### What you should do
Each line in the entries below that holds the string "upgrade" must be copied.
________________________
PR #516, opened 2018-10-23
BlockStream: Change log from `error` to `info`

leodasvacas:
This is not an error but expected behaviour when a subgraph is removed.

### DIFF
--- a/datasource/ethereum/src/block_stream.rs
+++ b/datasource/ethereum/src/block_stream.rs
@@ -803,8 +803,8 @@ where
     fn event_sink(&self) -> Box<Sink<SinkItem = ChainHeadUpdate, SinkError = ()> + Send> {
         let logger = self.ctx.logger.clone();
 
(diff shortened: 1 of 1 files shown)


datasource/ethereum/src/block_stream.rs
```diff
@@ -803,8 +803,8 @@ where
     fn event_sink(&self) -> Box<Sink<SinkItem = ChainHeadUpdate, SinkError = ()> + Send> {
         let logger = self.ctx.logger.clone();
 
-        Box::new(self.chain_head_update_sink.clone().sink_map_err(move |e| {
-            error!(logger, "Component was dropped: {}", e);
+        Box::new(self.chain_head_update_sink.clone().sink_map_err(move |_| {
+            info!(logger, "terminating chain head updates");
```
Jannis: Our convention for log messages is to start with a capital letter.

PR #518, opened 2018-10-24
Deprecation notice for the `--subgraph` option

leodasvacas:
Now that `graph deploy` exists this has mostly lost its purpose and we'd rather not maintain this code through all the incoming changes for the hosted service.

### DIFF
--- a/server/http/src/server.rs
+++ b/server/http/src/server.rs
@@ -197,7 +197,7 @@ mod tests {
                         } else if Instant::now().duration_since(start_time) > max_wait {
                             panic!("Timed out, schema not received")
                         }
-                        ::std::thread::yield_now();
+                        ::std::thread::sleep(Duration::from_millis(10));
                     };
 
                     assert_eq!(output_schema.id, input_schema.id);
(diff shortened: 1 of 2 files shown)


server/http/src/server.rs
```diff
@@ -188,9 +188,9 @@ mod tests {
                     schema_sink.send(input_event).wait().unwrap();
 
                     // Wait for the schema to be received and extract it.
-                    // Wait for thirty seconds for that to happen, otherwise fail the test.
+                    // Wait a while for that to happen, otherwise fail the test.
                     let start_time = Instant::now();
-                    let max_wait = Duration::from_secs(30);
+                    let max_wait = Duration::from_secs(60);
```
timmclean: Huh why does this take so long? If it's taking that long, how about thread sleep 1ms instead of yield_now?

leodasvacas: It was just travis being slow, it's usually fast.

timmclean: I'm wondering if sleeping could speed that up

leodasvacas: ah got it, done

Jannis:
Closed because we've decided to keep the `--subgraph` option.

PR #520, opened 2018-10-24
travis: Fix and refactor style check and release building

leodasvacas:
Using tricks I learned from the [diesel travis](https://github.com/diesel-rs/diesel/blob/master/.travis.yml#L40) to fix and cleanup our included builds. Also pin the rustfmt version so we're not forced to upgrade as soon as Rust upgrades.

### DIFF
--- a/.travis.yml
+++ b/.travis.yml
@@ -33,7 +33,7 @@ matrix:
     # Some env var is always necessary to differentiate included builds
     # Check coding style
     - env: CHECK_FORMATTING=true
-      rust: 1.29.2
+      rust: stable
       script:
         - rustup component add rustfmt-preview
         - cargo fmt --all -- --check
--- a/.travis.yml
+++ b/.travis.yml
@@ -27,16 +27,22 @@ before_install:
 
 matrix:
   fast_finish: true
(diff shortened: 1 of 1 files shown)


.travis.yml
```diff
@@ -27,16 +27,22 @@ before_install:
...
   fast_finish: true
-  # Allow nightly to fail
   allow_failures:
     - rust: nightly
-  # Only check formatting when running against stable
   include:
+    # Some env var is always necessary to differentiate included builds
+    # Check coding style
     - env: CHECK_FORMATTING=true
+      rust: 1.29.2
```
Jannis: Could we make this 'stable', so we're always using the current stable formatting rules?

leodasvacas: Using `stable` is what I was trying to avoid, because it tends to break our builds as soon as a new stable is released. Pinning this allows us to upgrade our Rust in our own pace.

Jannis: That's why I made it `stable` initially — so we'd be incentivized to stay on the latest stable.

leodasvacas:
@Jannis using stable is also a valid choice, I put it back on stable.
________________________
### Exercise answer
Using tricks I learned from the [diesel travis](https://github.com/diesel-rs/diesel/blob/master/.travis.yml#L40) to fix and cleanup our included builds. Also pin the rustfmt version so we're not forced to upgrade as soon as Rust upgrades.
leodasvacas: Using `stable` is what I was trying to avoid, because it tends to break our builds as soon as a new stable is released. Pinning this allows us to upgrade our Rust in our own pace.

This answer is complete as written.